Combining Policies and Setting Defaults
You can stack up your Authorize attributes if you want. The following example requires the user to both be in the Guest role and have an email address in order to use the ContactUs method. However, in this example, the user doesn't have to satisfy the MustHaveEmail policy to use the Chat method:

[Authorize(Roles="Guest")]
public class CommunicationController : Controller
{
  [Authorize(Policy="MustHaveEmail")]
  public IActionResult ContactUs() { }

  public IActionResult Chat() { }

This example requires the user to be in the Guest role and to have an email address in order to access any method in the controller:

[Authorize(Policy="MustHaveEmail")]
[Authorize(Roles="Guest")]
public class EmailController : Controller
{

If you do have claims that are frequently used together, you can combine them into a single policy. You can do that in a fluent way by repeatedly calling the RequireClaim method on your policy builder class. This code, for example, creates a policy that requires users to have both a specific name and an email address:

authopt.AddPolicy("MustHaveSpecificNameAndEmail", polBuilder => 
          polBuilder.RequireClaim(ClaimTypes.Name, 
                        new string[] { "Peter Vogel", "Jean Irvine"})
                    .RequireClaim(ClaimTypes.Email));

If you are combining claims, it wouldn't be surprising if you wanted to include a claim about the user's role. There's a shortcut method called RequireRole that lets you build policies that include claims about the user's role. This policy, for example, requires a user to be in the Guest role and have an email address:

authopt.AddPolicy("MustHaveSpecificNameAndEmail", polBuilder => 
          polBuilder.RequireRole("Guest")
                    .RequireClaim(ClaimTypes.Email));

Finally, by setting the builder's DefaultPolicy property, you can provide a policy to be applied when the Authorize attribute is used without specifying roles or policies. To do set the default policy, you first create an AuthorizationPolicyBuilder object, then add some claims to it, and (finally) call the builder's Build method.
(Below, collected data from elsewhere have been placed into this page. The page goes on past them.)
PR #494, opened 2023-04-01
CIP-0068 | Add RFT Rich-fungible token support

AndrewWestberg:
Rich-fungible tokens sit somewhere between FTs and NFTs. They need the richness of metadata provided by CIP-25, but require decimals like FTs.

One example is a fractionalized NFT.  It could be represented by 100 tokens and setting decimals to 2 to show that there was only 1 NFT.

Alternatively, you could choose to mint 100m tokens and set decimals to 6. In this scenario, holding 1 token would represent holding 1% as there are 100 tokens in circulation.

A final example would be a card-style game where you have a number of the player cards as NFTs `(222)`, but interchangeable mana/land/utility cards would be semi-fungible tokens `(444)`

---

([updated CIP-0068 rendered in branch](https://github.com/AndrewWestberg/CIPs/blob/amw/cip68_semi_fungible/CIP-0068/README.md))

### DIFF
--- a/CIP-0067/registry.json
+++ b/CIP-0067/registry.json
@@ -16,7 +16,7 @@
   },
   {
     "asset_name_label": 444,
-    "class": "SFT",
+    "class": "RFT",
     "description": "CIP-0068 - Datum Metadata Standard (444 sub standard)"
-  }
+  },
 ]
--- a/CIP-0067/registry.json
+++ b/CIP-0067/registry.json
@@ -13,5 +13,10 @@
     "asset_name_label": 333,
     "class": "FT",
     "description": "CIP-0068 - Datum Metadata Standard (333 sub standard)"
+  },
+  {
+    "asset_name_label": 444,
+    "class": "SFT",
+    "description": "CIP-0068 - Datum Metadata Standard (444 sub standard)"
   }
 ]
--- a/CIP-0068/README.md
+++ b/CIP-0068/README.md
@@ -95,7 +95,7 @@ datum = #6.121([metadata, version, extra])
 
 #### 222 NFT Standard
 
-Besides the necessary standard for the `reference NFT` we're introducing two specific token standards in this CIP. Note that the possibilities are endless here and more standards can be built on top of this CIP for FTs, other NFTs, semi fungible tokens, etc. The first is the `222` NFT standard with the registered `asset_name_label` prefix value
+Besides the necessary standard for the `reference NFT` we're introducing two specific token standards in this CIP. Note that the possibilities are endless here and more standards can be built on top of this CIP for FTs, other NFTs, rich fungible tokens, etc. The first is the `222` NFT standard with the registered `asset_name_label` prefix value
 
 | asset_name_label            | class        | description                                                          |
 | --------------------------- | ------------ | -------------------------------------------------------------------- |
--- a/CIP-0068/README.md
+++ b/CIP-0068/README.md
@@ -338,7 +338,7 @@ In order to reference the correct UTxO containing the metadata, it needs to be a
 The security for the link is derived from the minting policy itself, so it's important to write the validator with the right constraints and rules since this CIP solely defines the interface to keep flexibility as high as possible.
 
 
-## Backward Compatibility
+### Backward Compatibility
 
 To keep metadata compatibility with changes coming in the future, we introduce a `version` field in the datum.
 
--- a/CIP-0068/README.md
+++ b/CIP-0068/README.md
@@ -246,19 +246,19 @@ We want to bring the metadata of the FT `d5e6bf0500378d4f0da4e8dde6becec7621cd8c
 3. Reference the output in the transaction. (off-chain)
 4. Verify validity of datum of the referenced output by checking if policy ID of `reference NFT` and `user token` and their asset names without the `asset_name_label` prefix match. (on-chain)
 
-#### 444 SFT Standard
+#### 444 RFT Standard
 
-The third introduced standard is the `444` Semi-FT standard with the registered `asset_name_label` prefix value
+The third introduced standard is the `444` Rich-FT standard with the registered `asset_name_label` prefix value
 
 | asset_name_label            | class        | description                                                          |
 | --------------------------- | ------------ | -------------------------------------------------------------------- |
-| 444                         | SFT          | SFT hold by the user's wallet making use of the union of CIP-0025 inner structure AND the Cardano foundation off-chain registry inner structure |
+| 444                         | RFT          | RFT hold by the user's wallet making use of the union of CIP-0025 inner structure AND the Cardano foundation off-chain registry inner structure |
 
-Semi-Fungible tokens don't fit cleanly into the other two FT/NFT classes of tokens and thus need their own standard. An example of a SFT would be a fractionalized NFT. The single reference NFT `(100)` represents the NFT itself, and the many `(444)` tokens represent the fractionalized shares. Minting 100 tokens and setting decimals to 2 would represent a single NFT that is split into 100 fractions.
+Rich-Fungible tokens don't fit cleanly into the other two FT/NFT classes of tokens and thus need their own standard. An example of an RFT would be a fractionalized NFT. The single reference NFT `(100)` represents the NFT itself, and the many `(444)` tokens represent the fractionalized shares. Minting 100 tokens and setting decimals to 2 would represent a single NFT that is split into 100 fractions.
 
 ##### Class
 
-The `user token` is an SFT (semi-fungible token).
+The `user token` is an RFT (rich-fungible token).
 
 ##### Pattern
 
@@ -313,7 +313,7 @@ Example datum as JSON:
 
 ##### Retrieve metadata as 3rd party
 
-A third party has the following SFT `d5e6bf0500378d4f0da4e8dde6becec7621cd8cbf5cbb9b87013d4cc.(444)TestToken` they want to lookup. The steps are
+A third party has the following RFT `d5e6bf0500378d4f0da4e8dde6becec7621cd8cbf5cbb9b87013d4cc.(444)TestToken` they want to lookup. The steps are
 
 1. Construct `reference NFT` from `user token`: `d5e6bf0500378d4f0da4e8dde6becec7621cd8cbf5cbb9b87013d4cc.(100)TestToken`
 2. Look up `reference NFT` and find the output it's locked in.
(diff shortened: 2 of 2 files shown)


Crypto2099:
> This is very similar to what I described [here](https://github.com/cardano-foundation/CIPs/pull/467#discussion_r1149267303). What you are calling a "reference NFT" is what I have been calling a "beacon token". #466 is a work-in-process CIP that is looking to explain how beacon tokens can be used for all kinds of applications, including being able to lookup specific datums as you describe. For consistency, I will use beacon tokens for the rest of this comment.
> 
> I do not believe it is necessary, nor a good idea, to have the asset and the beacon token share the same minting policy. What I have in mind is instead to have a separate beacon policy script that everyone uses for a given application. The token name of the beacon token would be the hash of the full asset name for the asset in question. This way there can still be a unique beacon token for every asset. I have not actually tried this yet but I have created a proof-of-concept that does something similar for storing the pre-image of a datum on chain with a beacon (effectively creating an on-chain map from datum hash to pre-image). You can find that [here](https://github.com/fallen-icarus/cardano-datums).
> 
> The main benefit to sharing the beacon policy is that the universal beacon policy can enforce the proper datum format. If we all agree to use beacon policy X, then if you see a beacon token (minted by that policy) at a UTxO, it is guaranteed to have a datum with the proper format for the standard. If minting policies had to both mint the asset and enforce the standard, you have no way of guaranteeing the standard is being followed without reading the code for every minting policy.
> 
> This is more a comment on CIP-0068 as a whole and not on the changes suggested for SFTs.

Just thinking about this in the larger context of beacon tokens in general... If there was some shared "Beacon Policy" how would you verify that I am the entity authorized to mint a "Beacon" for `SpaceBudz1234` (for example)? Utilizing the same policy for both reference and beacon tokens at least provides a cryptographic proof link between the two tokens. Also, how would anyone know that they should look for a beacon token under "Random Other Policy X" in this scenario?

fallen-icarus:
You can require that, in order to mint the beacon for asset A, asset A must be minted in the same transaction as the beacon is minted. The beacon policy would check that asset A is indeed minted in the transaction and would fail to mint the corresponding beacon if asset A was not minted. This is the same cryptographic proof as if they were minted by the same policy. You can make this more flexible by requiring that any asset be minted from the minting policy for asset A. This latter case can be useful if asset A was an NFT that can never be minted again.

As for as looking for the beacon token, that is what the standard is for. People are already looking to CIPs for the information regarding the standard. The CIPs would also mention the corresponding beacon token to check.

alessandrokonrad:
@AndrewWestberg the `444` label needs to be added to the [registry.json](https://github.com/cardano-foundation/CIPs/blob/master/CIP-0067/registry.json) of CIP-0067 as well.

AndrewWestberg:
@alessandrokonrad Updated CIP-67 registry.json

CIP-0068/README.md
```diff
@@ -246,6 +246,92 @@ We want to bring the metadata of the FT `d5e6bf0500378d4f0da4e8dde6becec7621cd8c
...
+    ? name : bounded_bytes, ; UTF-8
+    mediaType : bounded_bytes, ; UTF-8
+    src : bounded_bytes ; UTF-8
+    ; ... Additional properties are allowed
+  }
+
+metadata = 
+  {
+    name : bounded_bytes, ; UTF-8
+    description : bounded_bytes, ; UTF-8
```
alessandrokonrad, line 287: Is there a reason why the description is required for SFTs? I think this can still be optional.

CIP-0068/README.md
```diff
@@ -246,6 +246,92 @@ We want to bring the metadata of the FT `d5e6bf0500378d4f0da4e8dde6becec7621cd8c
...
+    image : bounded_bytes, ; UTF-8
+    ? mediaType : bounded_bytes, ; UTF-8
+    ? ticker: bounded_bytes, ; UTF-8
+    ? url: bounded_bytes, ; UTF-8
+    ? logo: uri,
```
alessandrokonrad, line 292: `logo` and `image` have the same purpose. I see you are merging the fields from the `222` and `333` standard. It's probably enough to just have the fields from the `222` label with the `decimals` field included.

rphair (commented):
This didn't make it into our CIP editors' meeting a couple days ago even thought I think it would have been a good candidate for discussion.  Will recommend it for next meeting's agenda (# 64, not scheduled yet, probably 12 days from now).

Once the stakeholders agree (e.g. https://github.com/cardano-foundation/CIPs/pull/494#discussion_r1159472297 https://github.com/cardano-foundation/CIPs/pull/494#discussion_r1159476645) I think this is well presented & would be ready to merge.

CIP-0068 never got a format review & update as per https://github.com/cardano-foundation/CIPs/issues/389 - although not recommending we update the header for the new CIP-0001 as part of this PR, I wanted to get @AndrewWestberg @alessandrokonrad attention to see if we could fix the _header levels_:

- I can understand why major headings like `333` and `444` were made H2's (`##`): for readability and to make sure their own subheadings aren't inconveniently small.

- Still the standard for a reference manual... and CIP-0068 is becoming a reference manual for these formats... is for strict header levels, like a thesis, rather than chosen cosmetically for type size.

So I am hoping the PR can appropriately demote the `222`, `333`, `444` sections so they're less significant than their container.  Since `Labels` is an H3 (`###`) I guess that would make each of these an H4, with the Class / Pattern / Metadata subsections as H5's.

Apologies for this nitpicky treatment but I do believe this will have to be reconciled someday soon, especially given the importance of this document.  If not handled in this PR I'll submit a separate PR myself for the header level correction allog with the preamble correction as per #389.  cc @KtorZ

CIP-0068/README.md
AndrewWestberg: Modified so it matches 222 with decimals field added.

CIP-0068/README.md
AndrewWestberg: moved to optional.

AndrewWestberg:
@rphair I believe I updated the headers correctly. Please let me know if it's all good.

rphair:
thanks @AndrewWestberg - looks good.  I corrected one header indentation that wasn't part of the new material because there isn't a standard "Backward compatibility" section.

I would vote for adding an H3 ('###`) with an explicit title that introduces all the numbered metadata formats (`222`, `333`, `444`) because otherwise they look in the outline like sub-sections of "Constraints and conditions".  But the added SFT material itself is clear enough now.

CIP-0067/registry.json
```diff
@@ -18,5 +18,5 @@
     "asset_name_label": 444,
     "class": "SFT",
     "description": "CIP-0068 - Datum Metadata Standard (444 sub standard)"
-  }
+  },
```
AndrewWestberg, line 21: Makes sense. thanks!

AndrewWestberg: Hmm. I thought trailing commas are not allowed in json. I know they are allowed in cbor diag, but I thought json was older and more strict.

AndrewWestberg: Note that before I made this change, there was no trailing comma.

rphair: Actually @AndrewWestberg I mucked this up. 😖 The whole year or so I've been looking at CIP-0010 labels & now these, my mind has been turning it into a JS array rather than JSON.  This is probably because of daily work on the Developer Portal's portfolio arrays like `[showcase.js](https://github.com/cardano-foundation/developer-portal/blob/staging/src/data/showcases.js)` which would be a murder of merge conflicts without being able to enforce those trailing commas.  Just committed to reverse the change.

AndrewWestberg:
@rphair Is this one ready for last check?

Ryun1 (approved):
This is not my area of expertise, but I see good discussion and positive reviews from the relevant actors so I will approve on that basis.

papag00se:
I would like to chime and here and say that without being aware of this PR, our team felt the need for this same CIP-68 variant. We even guessed at the (444) label designation.

In our case, ADA Handles will be launching background images with our NFT partners where we and our partners would like to offer the same background artwork to multiple Handle owners in perpetuity. This resonates with the trading card game example of multiple land/mana cards that all share the same properties but need to be in constant print. Not quite an NFT, but also not a monetary coin-like FT needing to be registered in the token registry,

All of that is to say, we endorse this idea and could make immediate use of it.

rphair:
Let's try to merge it at tomorrow's CIP meeting then.  Given the round of approval, promoting to `Last Check` in case the agenda, or items to merge, end up being determined on the fly (or shortly before the meeting).

AndrewWestberg:
@KtorZ @rphair SFT -> RFT update has been completed.

CIP-0068/README.md
```diff
@@ -93,7 +93,7 @@ extra = plutus_data
 datum = #6.121([metadata, version, extra])
 ```
 
-## 222 NFT Standard
+#### 222 NFT Standard
 
 Besides the necessary standard for the `reference NFT` we're introducing two specific token standards in this CIP. Note that the possibilities are endless here and more standards can be built on top of this CIP for FTs, other NFTs, semi fungible tokens, etc. The first is the `222` NFT standard with the registered `asset_name_label` prefix value
```
KtorZ, line 98:
```suggestion
Besides the necessary standard for the `reference NFT` we're introducing two specific token standards in this CIP. Note that the possibilities are endless here and more standards can be built on top of this CIP for FTs, other NFTs, rich fungible tokens, etc. The first is the `222` NFT standard with the registered `asset_name_label` prefix value
```

KtorZ (approved):
Approved. I did catch a tiny oversight but pushed directly on the branch 🙃.

CIP-0068/README.md
```diff
@@ -93,20 +93,20 @@ extra = plutus_data
 datum = #6.121([metadata, version, extra])
 ```
 
-## 222 NFT Standard
+#### 222 NFT Standard
 
-Besides the necessary standard for the `reference NFT` we're introducing two specific token standards in this CIP. Note that the possibilities are endless here and more standards can be built on top of this CIP for FTs, other NFTs, semi fungible tokens, etc. The first is the `222` NFT standard with the registered `asset_name_label` prefix value
+Besides the necessary standard for the `reference NFT` we're introducing two specific token standards in this CIP. Note that the possibilities are endless here and more standards can be built on top of this CIP for FTs, other NFTs, rich fungible tokens, etc. The first is the `222` NFT standard with the registered `asset_name_label` prefix value
```
KtorZ, line 98:
```suggestion
Besides the necessary standard for the `reference NFT` we're introducing three specific token standards in this CIP. Note that the possibilities are endless here and more standards can be built on top of this CIP for FTs, other NFTs, rich fungible tokens, etc. The first is the `222` NFT standard with the registered `asset_name_label` prefix value
```

rphair: good catch... I missed that

rphair:
The last of the items that came up at the last hour's CIP meeting have been addressed and document looks good in final check to me, so merging as planned without further ado 🤠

When an Authorize attribute with no role or policy specified, this code will require every user to have an email claim:

authopt.DefaultPolicy =
                new AuthorizationPolicyBuilder()
                .RequireClaim(ClaimTypes.Email)
                .Build();

Now, whenever you use the Authorize attribute without any parameters, your default policy will be applied. And, just to be clear, that means as soon as you specify any policies or roles in the Authorize attribute, this default policy will be ignored.

The Authorize attribute is a form of declarative security and, as a result, may not meet all your authorization needs. When, for example, you want to integrate authorization with your business logic, then you'll need more fine-grained control and will need to write some procedural code. But the ability to define the claims-based policies you need gives you a very flexible way to handle those coarse-grained authorization requirements. Who knows? You might never need to write any code at all.